Presented in Cannes in 2021 and in theaters this week Ouistreham is a free and romantic adaptation of Florence Aubenas’ book, a real immersion within a group of precarious workers. Meeting with a team finally brought to light.
It is in Cannes on the Terrasse Albane of the grand hotel Mariott that the Ouistreham team was installed this Wednesday, July 7, 2021, relaxed, joyful, in its place within this world famous festival, ready to put it in the spotlight. This team is that of Emmanuel Carrère, famous novelist, back to directing fifteen years after La Mustache, thanks to the joint impetus of a determined Juliette Binoche and a Florence Aubenas finally convinced. Their film, important in more than one way, is finally released in theaters on January 12.
An adaptation that was not at all obvious
“Originally, Florence didn’t want us to adapt her book, Juliette worked on her body year after year and she ended up dropping my name, she confessed it to me afterwards, a bit like a way to I got out of the woods. I found myself getting stuck where I wouldn’t have gone on my own but if I find this great book. Sometimes luck brings you much closer to yourself than your own will “, Emmanuel Carrère tells us, himself a novelist four times adapted for the cinema.
When asked about Florence Aubenas’ initial reluctance to see her beautiful investigative work reflected in the daily life of precarious housekeepers, the filmmaker specifies: “I don’t think she was worried about disrespecting her book but disrespecting her characters, which she painted with authority and force.
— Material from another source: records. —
PR #527, opened 2026-09-10
feat(extensions): the extension manager facade

scottlovegrove:
Slice 7 of 7, on top of slice 6. This completes the library half of phase 1.

Ties the slices together behind `createExtensionManager`, which is the only thing a host CLI needs to call.

Includes the version-range check behind an extension's `requires` field. A range the running CLI does not satisfy is a warning rather than a refusal: upgrading the CLI should not silently break an extension that still works.

Also records the subsystem in `CODEBASE.md`, including why nothing in the directory imports from the rest of the repo.

Next, in a separate PR: the `td extension` command group, the `src/index.ts` wiring, the command-token lookup change, `--user` scoping, doctor checks and `SKILL_CONTENT`.

### DIFF
--- a/src/lib/extensions/manager.ts
+++ b/src/lib/extensions/manager.ts
@@ -10,7 +10,8 @@
 
 import { join } from 'node:path'
 import { CliError } from '@doist/cli-core'
-import { discoverExtensions } from './discover.js'
+import { mapWithConcurrency } from './concurrency.js'
+import { discoverExtensions, findExtension } from './discover.js'
 import { buildExtensionEnv, dispatchExtension } from './dispatch.js'
 import { isExecutable } from './fs-utils.js'
 import { headSha } from './git.js'
@@ -31,7 +32,7 @@ import type {
     UpgradeOptions,
     UpgradeResult,
 } from './types.js'
-import { mapWithConcurrency, upgradeExtensions } from './upgrade.js'
+import { upgradeExtensions } from './upgrade.js'
 import { satisfiesRange } from './version-range.js'
 
 export type ExtensionManager = {
@@ -111,20 +112,21 @@ export function createExtensionManager(options: ExtensionManagerOptions): Extens
         return discoverExtensions(discoverOptions)
     }
 
+    function notFound(name: string): CliError {
+        return new CliError('EXTENSION_NOT_FOUND', `No extension named "${name}" is installed.`, {
+            hints: [`Run \`${binName} extension list\` to see what is installed.`],
+        })
+    }
+
+    /** Inspect the one entry that could match, rather than describing them all. */
     async function find(selector: string): Promise<Extension | undefined> {
-        const name = normalizeSelector(binName, selector)
-        return (await discover()).find((extension) => extension.name === name)
+        return findExtension(normalizeSelector(binName, selector), discoverOptions)
     }
 
     async function requireExtension(selector: string): Promise<Extension> {
-        const extension = await find(selector)
-        if (!extension) {
-            throw new CliError(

One of the issues in the film was to ‘have the same attention to the characters. “
By resuming his adaptation, Emmanuel Carrère added to it, necessarily, as a novelist as we have said, more inclined to mix zealous documentarism and welcome romanticism:
“Florence’s book is really a documentary, she is there as a narrator but does not expand at all on her moods because she thinks that this is not her job as a journalist. Me, I have more tendency to focus also on me as an observer. Here, then, the fictional character invented from Florence, but who is not her, finds himself embroiled in a story of friendship which includes a real moral ambiguity. “
“If you want to do what Florence is doing, you have to lie”
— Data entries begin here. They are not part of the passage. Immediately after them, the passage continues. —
PR #531, opened 2026-09-11
feat(paths): resolve the per-user data and state directories

scottlovegrove:
cli-core owns `getConfigPath` but has no equivalent for the data and state directories, which the extension system needs: installed extensions live under the data directory, and their pins and update bookkeeping under the state directory.

Resolve both in the same shape cli-core uses for the config path — the XDG variable first, the platform default second — with Windows falling back to `%LOCALAPPDATA%`. macOS gets the XDG layout rather than `~/Library/Application Support`, because cli-core already puts the config at `~/.config` there and splitting the two would leave a user's files in two unrelated places.

`getConfigDir` joins `getConfigPath` in config.ts, derived from the path rather than rebuilt from the same environment variables so the two can never disagree.

### DIFF
--- a/src/lib/paths.test.ts
+++ b/src/lib/paths.test.ts
@@ -1,0 +1,113 @@
+import { afterEach, describe, expect, it, vi } from 'vitest'
+
+const REAL_PLATFORM = process.platform
+const HOME = '/home/tester'
+
+/**
+ * Load the module with `homedir()` pointed somewhere predictable. `paths.ts`
+ * imports `node:os` directly, so mocking the module reaches it — unlike the
+ * config path, which is resolved inside cli-core's compiled output.
+ */
+async function loadPaths(home = HOME) {
+    vi.resetModules()
+    vi.doMock('node:os', () => ({ homedir: () => home }))
+    return import('./paths.js')
+}
+
+function setPlatform(platform: NodeJS.Platform) {
+    Object.defineProperty(process, 'platform', { value: platform, configurable: true })
+}
+
+/** The XDG variables are read from the real environment, so clear them first. */
+function clearEnv() {
+    for (const name of ['XDG_DATA_HOME', 'XDG_STATE_HOME', 'LOCALAPPDATA']) {
+        vi.stubEnv(name, undefined)
+    }
+}
+
+afterEach(() => {
+    setPlatform(REAL_PLATFORM)
+    vi.unstubAllEnvs()
+    vi.doUnmock('node:os')
+    vi.resetModules()
+})
+
+describe('getDataDir', () => {
+    it.each(['linux', 'darwin'] as const)('uses the XDG layout on %s', async (platform) => {
+        clearEnv()
+        setPlatform(platform)
+        const { getDataDir } = await loadPaths()
+        expect(getDataDir()).toBe('/home/tester/.local/share/todoist-cli')
+    })
+
+    it('prefers XDG_DATA_HOME when it is set', async () => {
+        clearEnv()
+        setPlatform('linux')
+        vi.stubEnv('XDG_DATA_HOME', '/elsewhere/data')
+        const { getDataDir } = await loadPaths()
+        expect(getDataDir()).toBe('/elsewhere/data/todoist-cli')
+    })
+
+    it('uses LOCALAPPDATA on Windows', async () => {
+        clearEnv()
+        setPlatform('win32')
+        vi.stubEnv('LOCALAPPDATA', 'C:\\Users\\tester\\AppData\\Local')
+        const { getDataDir } = await loadPaths()
+        expect(getDataDir()).toBe('C:\\Users\\tester\\AppData\\Local/todoist-cli')
+    })
+
+    it('falls back to the documented location when LOCALAPPDATA is missing', async () => {
+        clearEnv()
+        setPlatform('win32')
+        const { getDataDir } = await loadPaths('C:\\Users\\tester')
+        expect(getDataDir()).toBe('C:\\Users\\tester/AppData/Local/todoist-cli')
+    })
+
+    it('lets XDG_DATA_HOME win on Windows too', async () => {
+        clearEnv()
+        setPlatform('win32')
+        vi.stubEnv('LOCALAPPDATA', 'C:\\Users\\tester\\AppData\\Local')
+        vi.stubEnv('XDG_DATA_HOME', '/elsewhere/data')
+        const { getDataDir } = await loadPaths()
+        expect(getDataDir()).toBe('/elsewhere/data/todoist-cli')
+    })
+})
+
+describe('getStateDir', () => {
+    it.each(['linux', 'darwin'] as const)('uses the XDG layout on %s', async (platform) => {
+        clearEnv()
+        setPlatform(platform)
+        const { getStateDir } = await loadPaths()
+        expect(getStateDir()).toBe('/home/tester/.local/state/todoist-cli')
+    })
+
+    it('prefers XDG_STATE_HOME when it is set', async () => {
+        clearEnv()
+        setPlatform('linux')
+        vi.stubEnv('XDG_STATE_HOME', '/elsewhere/state')
+        const { getStateDir } = await loadPaths()
+        expect(getStateDir()).toBe('/elsewhere/state/todoist-cli')
+    })
+
+    it('nests under the data root on Windows, which has no state root', async () => {
+        clearEnv()
+        setPlatform('win32')
+        vi.stubEnv('LOCALAPPDATA', 'C:\\Users\\tester\\AppData\\Local')
+        const { getDataDir, getStateDir } = await loadPaths()
+        expect(getStateDir()).toBe('C:\\Users\\tester\\AppData\\Local/todoist-cli/state')
+        // The extensions directory is a sibling of `state`, so the two cannot
+        // collide however the data root is spelled.
+        expect(getStateDir().startsWith(`${getDataDir()}/`)).toBe(true)
+    })
+})
+
+describe('the two directories', () => {
+    it('stay distinct on every platform', async () => {
+        for (const platform of ['linux', 'darwin', 'win32'] as const) {
+            clearEnv()
+            setPlatform(platform)
+            const { getDataDir, getStateDir } = await loadPaths()
+            expect(getDataDir()).not.toBe(getStateDir())
+        }
+    })
+})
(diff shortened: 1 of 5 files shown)


src/lib/paths.test.ts
```diff
@@ -0,0 +1,113 @@
...
+        const { getDataDir } = await loadPaths()
+        expect(getDataDir()).toBe('/elsewhere/data/todoist-cli')
+    })
+
+    it('uses LOCALAPPDATA on Windows', async () => {
+        clearEnv()
+        setPlatform('win32')
+        vi.stubEnv('LOCALAPPDATA', 'C:\\Users\\tester\\AppData\\Local')
+        const { getDataDir } = await loadPaths()
+        expect(getDataDir()).toBe('C:\\Users\\tester\\AppData\\Local/todoist-cli')
```
doistbot: <a href="#">P2</a>  The Windows tests hardcode POSIX-joined separators (`...AppData\\Local/todoist-cli`), but `join` in paths.ts comes from the host's `node:path`, so running `npm test` on a Windows machine produces backslash-joined paths (`...AppData\\Local\\todoist-cli`) and these expectations fail. CI only runs on ubuntu-latest so it won't catch this, but Windows contributors will. Build the expected values with `path.join` (or compare with `path.sep`) so the assertions hold on any host.

src/lib/paths.ts
```diff
@@ -0,0 +1,52 @@
...
+
+/**
+ * Where installed extensions live, under an `extensions` subdirectory.
+ *
+ * macOS gets the XDG layout rather than `~/Library/Application Support`,
+ * because cli-core already puts the config at `~/.config` there and splitting
+ * the two would leave a user's files in two unrelated places.
+ */
+export function getDataDir(): string {
+    if (process.env.XDG_DATA_HOME) return join(process.env.XDG_DATA_HOME, APP_NAME)
```
doistbot: <a href="#">P2</a>  Ignore relative `XDG_DATA_HOME` values rather than joining against them. The XDG Base Directory spec requires these values to be absolute; with `XDG_DATA_HOME=cache`, this returns a directory relative to whichever working directory launches `td`, so installed extensions appear to move or become undiscoverable. Validate with `isAbsolute()` before using this value, and apply the same check to `XDG_STATE_HOME` below.

src/lib/paths.test.ts
doistbot: <a href="#">P2</a>  These Windows assertions hard-code `/` separators, but `node:path` uses `\` when the test suite itself runs on Windows; changing `process.platform` does not change that. The Windows cases (including the `startsWith(`${getDataDir()}/`)` check below) will fail there. Build expected paths with `join()` or use the platform separator.

doistbot: <a href="#">P2</a>  These assertions mix separators (`C:\\Users\\tester\\AppData\\Local/todoist-cli`) because the test fakes `process.platform` but `paths.ts` uses the real `node:path.join`, whose separator depends on the host OS. On an actual Windows machine (dev checkout, Windows CI) `join` emits backslashes and these tests fail. Either build expected values with `path.posix.join`/`path.win32.join` to match the host, or assert platform-independent structure (e.g. ends with the expected segments) instead of exact strings. Same issue at lines 63, 97, and 100.

doistbot (commented):
This PR adds per-user data and state directory resolution (XDG-first with platform defaults, Windows via %LOCALAPPDATA%, macOS on the XDG layout) plus a config-dir helper derived from the resolved path — matching cli-core's documented shape. Few things worth tightening:

- The Windows test expectations hardcode POSIX separators (e.g. `AppData\\Local/todoist-cli`), but `node:path.join` uses `\` on a Windows host — since CI only runs on Linux this passes today, but Windows contributors would see failures. Build expected values with `path.join`/`path.sep` (or `path.win32.join`) so they hold on any host.
- Relative `XDG_DATA_HOME`/`XDG_STATE_HOME` values are currently joined against as-is, which violates the XDG spec's absolute-path requirement and makes installed extensions appear to move depending on the launch directory. Validate with `isAbsolute()` and fall through to the platform default otherwise.
- `APP_NAME` is duplicated across config.ts and paths.ts — consider sharing one constant.
- CODEBASE.md wasn't updated for the new `src/lib` helper module, which AGENTS.md asks for when a reusable helper is added.

<details>

- **<a href="#">P3</a> src/lib/paths.ts:35**: This adds the first host-level data/state path helpers under `src/lib/`, but `CODEBASE.md`'s `src/lib/` catalog still has no `paths.ts` entry. AGENTS.md says to update CODEBASE.md when a new broadly-reusable helper lands in `src/lib/`; add `paths.ts` (and mention `getConfigDir` in the existing `config.ts` entry) so the map stays accurate.
- **<a href="#">P3</a> src/lib/paths.ts:17**: `APP_NAME = 'todoist-cli'` is now defined independently in both config.ts and paths.ts. If one ever changes, the config and data/state directories silently drift apart. Export it from config.ts (or a small shared module) and import it here.
- **<a href="#">P3</a> src/lib/paths.test.ts:56**: These Windows assertions hardcode `/` separators, which only match the POSIX `join` used when the suite runs on Linux/macOS. On Windows, `node:path.join` emits backslashes, so lines 56, 63, 97 and the `startsWith(`${getDataDir()}/`)` check on line 100 fail there. Build the expected paths with `join(...)` from `node:path` (the pattern already used in `extensions/dispatch.test.ts`) instead of literal strings.
- **<a href="#">P3</a> src/lib/paths.test.ts:8**: This comment says mocking `node:os` "reaches" paths.ts "unlike the config path, which is resolved inside cli-core's compiled output." That contradicts this repo's test setup: `vitest.config.ts` lists `@doist/cli-core` in `server.deps.inline` specifically so `vi.doMock('node:fs/promises', …)` / `vi.doMock('node:os', …)` reach cli-core's compiled imports (see the comment there and CODEBASE.md). The mock approach works either way, but the stated justification is wrong and could steer a future reader away from a technique that does work. Reword to say the direct import simply makes the mock setup simpler, or drop the contrast with cli-core.
- **<a href="#">P3</a> src/lib/paths.ts:17**: `APP_NAME = 'todoist-cli'` is now defined in both `config.ts` and `paths.ts`. If one copy is ever renamed, the config directory and the data/state directories silently diverge, orphaning a user's installed extensions. Export the constant from `config.ts` (or a tiny shared module) and import it here so there's one definition.
- **<a href="#">P3</a> src/lib/paths.test.ts:56**: These Windows cases only mock `process.platform`; `paths.ts` still uses the runner's `node:path`, so on the Linux CI `join` produces POSIX `/` and the assertions (also lines 63, 97, and 100) bake in mixed separators like `Local/todoist-cli`. That shape never occurs on real Windows (which would use `\`), so the tests don't validate the Windows path behavior and would fail if run on a Windows host. Mock `node:path` with `path.win32` for these cases, or assert relative structure rather than hard-coded separators.
- **<a href="#">P3</a> src/lib/config.test.ts:81**: This assertion is tautological with the test above it: `getConfigPath` is a fixed mock and `getConfigDir()` is literally `dirname(getConfigPath())`, so `getConfigPath().startsWith(`${getConfigDir()}/`)` cannot fail independently of the first test. Drop it; the first test already pins the directory relationship.
- **<a href="#">P3</a> src/lib/config.test.ts:80**: This test restates the one above it. With `getConfigPath` mocked to a fixed value, `getConfigDir` has no other input, so both tests assert the same dir-of-path relation. Delete this test; the first already pins the behavior.
- **<a href="#">P3</a> src/lib/paths.ts:35**: Repo-standard nit: AGENTS.md/CODEBASE.md call for a CODEBASE.md update when a new broadly-reusable helper lands in `src/lib/` (the "don't reimplement" catalog). `getDataDir`/`getStateDir` here qualify — the extension system consumes them per docs/specs/extensions.md. Add a one-line entry to the `src/lib/` catalog in CODEBASE.md.

</details>

<sub>[Share Feedback](https://github.com/Doist/doistbot-app/issues/new?template=review-feedback.yml&title=Review+feedback+for+Doist%2Ftodoist-cli&pr_url=https%3A%2F%2Fgithub.com%2FDoist%2Ftodoist-cli%2Fpull%2F531&datadog_url=https%3A%2F%2Fapp.datadoghq.com%2Flogs%3Fquery%3Dservice%253A%2528doistbot-app-sandbox%2520OR%2520doistbot-app%2529%2520%2540meta.deliveryId%253Afc7a5c00-add6-11f1-9f5c-f306fb63c63c%26agg_m%3Dcount%26agg_m_source%3Dbase%26agg_t%3Dcount%26clustering_pattern_field_path%3Dmessage%26cols%3Dhost%252Cservice%26fromUser%3Dtrue%26messageDisplay%3Dinline%26refresh_mode%3Dsliding%26storage%3Dhot%26stream_sort%3Ddesc%26viz%3Dstream%26live%3Dtrue) • [Review Logs](https://app.datadoghq.com/logs?query=service%3A%28doistbot-app-sandbox%20OR%20doistbot-app%29%20%40meta.deliveryId%3Afc7a5c00-add6-11f1-9f5c-f306fb63c63c&agg_m=count&agg_m_source=base&agg_t=count&clustering_pattern_field_path=message&cols=host%2Cservice&fromUser=true&messageDisplay=inline&refresh_mode=sliding&storage=hot&stream_sort=desc&viz=stream&live=true)</sub>

src/lib/paths.test.ts
scottlovegrove: Done in d715352 — every expected path is now built with `join`, so the Windows cases hold whichever host runs the suite rather than only on Linux.

src/lib/paths.ts
scottlovegrove: Done in d715352. `xdgBase()` ignores a value that is not absolute and falls through to the platform default, for `XDG_DATA_HOME` and `XDG_STATE_HOME` alike, with tests for `cache`, `./cache`, `../cache` and the empty string.

The same commit also moves `APP_NAME` into `src/lib/app-name.ts`, which was the other point from the summary — a rename can no longer move the config without moving the extensions with it.

src/lib/paths.test.ts
scottlovegrove: Same fix as the other separator thread: d715352 builds every expected path with `join`, including the state-under-data check, which is now `join(getDataDir(), 'state')`.

scottlovegrove: Same fix as the other separator threads — d715352. The Windows constants are now joined rather than spelled out, so the assertions follow the host's separator.

nvignola (commented):
✅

At the heart of the film is indeed an ethical question, when to better reveal and denounce the invisible daily life of these women, the heroine (luminous Juliette Binoche) passes herself off as one of them. . At the risk of threatening the strong bond that she will forge there on the spot, a bond immediately tinged with lies and an identity theft with which the heroine sometimes finds it difficult to come to terms. A discomfort that Carrère himself knows?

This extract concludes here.